EXERCISE AIM:
Using the entries that follow, collect the lines where the word "enforced" appears.

EXERCISE MATERIAL:
PR #5447, opened 2024-03-27
Add recursion limit for curly braces in WGSL

### LINKED ISSUE #4352: [wgsl-in] Enforce WGSL statement nesting depth limit
A program like the following
```wgsl
fn f() {{{{{{{{{{{{{{{{{{{{{{{{{{{{{{{{{{{{{{{{{{{{{{{{{{{{{{{{{{{{{{{{{{{{{{{{{{{{{{{{{{{{{{{{{{{{{{{{{{{{{{{{{{{{{{{{{{{{{{{{{{{{{{{{{{{{{{{{{{{{{{{{{{{{{{{{{{{{{{{{{{{{{{{{{{{{{{{{{{{{{{{{{{{{{{{{{{{{{{{{{{{{{{{{{{{{{{{{{{{{{{{{{{{{{{{
```
will cause naga to overflow the stack as it recurses in
https://github.com/gfx-rs/naga/blob/db845347f23f3a00add894d38cf62d28f47669ed/src/front/wgsl/mod.rs#L2987-L3012

There should probably be some arbitrary but fixed limit to nesting which is checked with a counter. Programs exceeding that should cause naga to fail safely with an appropriate error message.

Edit: Since this fails at a depth of ~230 for me, I'd suggest going for something like 64 (which is already pretty ridiculous anyways, but I think nobody should be complaining with 64, at least not about it being too little).

ErichDonGubler:
**Connections**

Intended to resolve https://github.com/gfx-rs/wgpu/issues/4352.

**Description**

**Testing**

**Checklist**

- [x] Run `cargo fmt`.

### DIFF
--- a/naga/src/front/wgsl/error.rs
+++ b/naga/src/front/wgsl/error.rs
@@ -269,6 +269,10 @@ pub enum Error<'a> {
         scalar: String,
         inner: ConstantEvaluatorError,
     },
+    ExceededLimitForNestedBraces {
+        span: Span,
+        limit: u8,
+    },
 }
 
 impl<'a> Error<'a> {
@@ -769,6 +773,13 @@ impl<'a> Error<'a> {
                 notes: vec![
                     format!("the expression should have been converted to have {} scalar type", scalar),
                 ]
+            },
+            Error::ExceededLimitForNestedBraces { span, limit } => ParseError {
+                message: "brace nesting limit reached".into(),
+                labels: vec![(span, "limit reached at this brace".into())],
+                notes: vec![
+                    format!("nesting limit is currently set to {limit}"),
+                ],
             },
         }
     }
--- a/naga/src/front/wgsl/mod.rs
+++ b/naga/src/front/wgsl/mod.rs
@@ -44,6 +44,17 @@ impl Frontend {
     }
 }
 
+/// <div class="warning">
+// NOTE: Keep this in sync with `wgpu::Device::create_shader_module`!
+// NOTE: Keep this in sync with `wgpu_core::Global::device_create_shader_module`!
+///
+/// This function may consume a lot of stack space. Compiler-enforced limits for parsing recursion
+/// exist; if shader compilation runs into them, it will return an error gracefully. However, on
+/// some build profiles and platforms, the default stack size for a thread may be exceeded before
+/// this limit is reached during parsing. Callers should ensure that there is enough stack space
+/// for this, particularly if calls to this method are exposed to user input.
+///
+/// </div>
 pub fn parse_str(source: &str) -> Result<crate::Module, ParseError> {
     Frontend::new().parse(source)
 }
--- a/naga/src/front/wgsl/parse/mod.rs
+++ b/naga/src/front/wgsl/parse/mod.rs
@@ -1619,6 +1619,7 @@ impl Parser {
         lexer: &mut Lexer<'a>,
         ctx: &mut ExpressionContext<'a, '_, '_>,
         block: &mut ast::Block<'a>,
+        brace_nesting_level: u8,
     ) -> Result<(), Error<'a>> {
         self.push_rule_span(Rule::Statement, lexer);
         match lexer.peek() {
@@ -1627,7 +1628,7 @@ impl Parser {
                 self.pop_rule_span(lexer);
             }
             (Token::Paren('{'), _) => {
-                let (inner, span) = self.block(lexer, ctx)?;
+                let (inner, span) = self.block(lexer, ctx, brace_nesting_level)?;
                 block.stmts.push(ast::Statement {
                     kind: ast::StatementKind::Block(inner),
                     span,
@@ -1709,7 +1710,7 @@ impl Parser {
                         let _ = lexer.next();
                         let condition = self.general_expression(lexer, ctx)?;
 
-                        let accept = self.block(lexer, ctx)?.0;
+                        let accept = self.block(lexer, ctx, brace_nesting_level)?.0;
 
                         let mut elsif_stack = Vec::new();
                         let mut elseif_span_start = lexer.start_byte_offset();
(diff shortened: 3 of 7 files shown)


naga/src/front/wgsl/error.rs
```diff
@@ -770,6 +774,13 @@ impl<'a> Error<'a> {
                     format!("the expression should have been converted to have {} scalar type", scalar),
                 ]
             },
+            Error::ExceededLimitForNestedBraces { span, limit } => ParseError {
+                message: format!("bruh dis too many braces"),
+                labels: vec![(span, "dis da brace yo".into())],
```
jimblandy: SHIP IT

jimblandy (commented):
sweet and simple

naga/src/front/wgsl/parse/mod.rs
```diff
@@ -1619,22 +1619,41 @@ impl Parser {
...
+                // > § 2.4. Limits
+                // >
+                // > …
+                // >
+                // > Maximum nesting depth of brace-enclosed statements in a function[:] 127
+                //
+                // _However_, we choose 64 instead because (a) it avoids stack overflows in CI and
+                // (b) we expect the limit to be decreased to 63 based on this conversation in
+                // WebGPU CTS upstream:
+                // <https://github.com/gpuweb/cts/pull/3389#discussion_r1543742701>
```
ErichDonGubler: FTR: https://github.com/gpuweb/cts/pull/3389#discussion_r1543742701

ErichDonGubler: Motivation is @jimblandy's comment at <https://github.com/gfx-rs/wgpu/issues/4352#issuecomment-2025545672>.

ErichDonGubler:
This is now ready for review, @jimblandy!

naga/src/front/wgsl/mod.rs
```diff
@@ -44,6 +44,18 @@ impl Frontend {
...
+/// <div class="warning">
+// NOTE: Keep this in sync with `wgpu::Device::create_shader_module`!
+// NOTE: Keep this in sync with `wgpu_core::Global::device_create_shader_module`!
+///
+/// Note that this function may overflow its stack if the level of recursion in shader parsing
+/// exceeds remaining stack space, resulting in an abortion of the process invoking this function.
+///
+/// Compiler-enforced limits for parsing recursion exist, and if shader compilation runs into
+/// them, it will return an error gracefully. However, you may overflow the stack first if you
+/// do not allocate enough stack space for the thread you invoke this function in!
```
ErichDonGubler: todo: Note what users can do. I think just stating, "Make sure you don't overflow the stack with your current shader workload. If you allow users to provide shaders, use enough memory that you can demonstrate running into compiler-enforced limits."

ErichDonGubler: Face-to-face feedback from @jimblandy: Please limit yourself to a smaller word budget here; we want to stay within reasonable cognitive resource spend here.

ErichDonGubler: Reworded into 6c7ea07ba.

naga/src/front/wgsl/mod.rs
```diff
@@ -44,6 +44,17 @@ impl Frontend {
...
 
+/// <div class="warning">
+// NOTE: Keep this in sync with `wgpu::Device::create_shader_module`!
+// NOTE: Keep this in sync with `wgpu_core::Global::device_create_shader_module`!
+///
+/// Compiler-enforced limits for WGSL parsing recursion exist; if shader compilation runs into
+/// them, it will return an error gracefully. However, on some build profiles and platforms, the
+/// default stack size for a thread may be exceeded before this limit is reached during parsing.
+/// Callers should ensure that there is enough stack space for this, particularly if calls to this
+/// method are exposed to user input.
```
jimblandy: This comment buries the lede. It should say:

> Note that this function may consume quite a lot of stack space. Compiler-enforced limits ...

jimblandy (changes requested):
This looks to me as if it wouldn't catch code like:

```
loop { loop { loop { loop { loop { loop { ...
```

is that correct?

naga/src/front/wgsl/mod.rs
ErichDonGubler: Oh, I thought the `warning` box was sufficient encouragement to read the whole thing, but I have no objection to actually stating the key takeaway right off. 🙂 Will change as suggested shortly.

ErichDonGubler: Fixed up with 8cdd967ca.

ErichDonGubler:
> This looks to me as if it wouldn't catch code like:
> 
> ```
> loop { loop { loop { loop { loop { loop { ...
> ```
> 
> is that correct?

Oh, heck, you're right, and that's a pretty fatal lack of validation. I feel silly for not thinking of this. I should do the brace checking upon consuming an opening brace, rather than waiting for a statement parse which might not happen (`loop` handles the case where whitespace and a closing brace immediately follow, it looks like).

I've replaced all sites where `brace_nesting_level + 1` was written to call to a new `increase_brace_nesting` helper which does the check before returning an increased nesting level (e152ca928). I've also added a new test case called `too_many_unclosed_loops` that didn't trigger the recursion limit prior to your suggestion and my change (b855b7059).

REPLY:
+/// This function may consume a lot of stack space. Compiler-enforced limits for parsing recursion
+/// Compiler-enforced limits for parsing recursion exist, and if shader compilation runs into
ErichDonGubler: todo: Note what users can do. I think just stating, "Make sure you don't overflow the stack with your current shader workload. If you allow users to provide shaders, use enough memory that you can demonstrate running into compiler-enforced limits."
+/// Compiler-enforced limits for WGSL parsing recursion exist; if shader compilation runs into
> Note that this function may consume quite a lot of stack space. Compiler-enforced limits ...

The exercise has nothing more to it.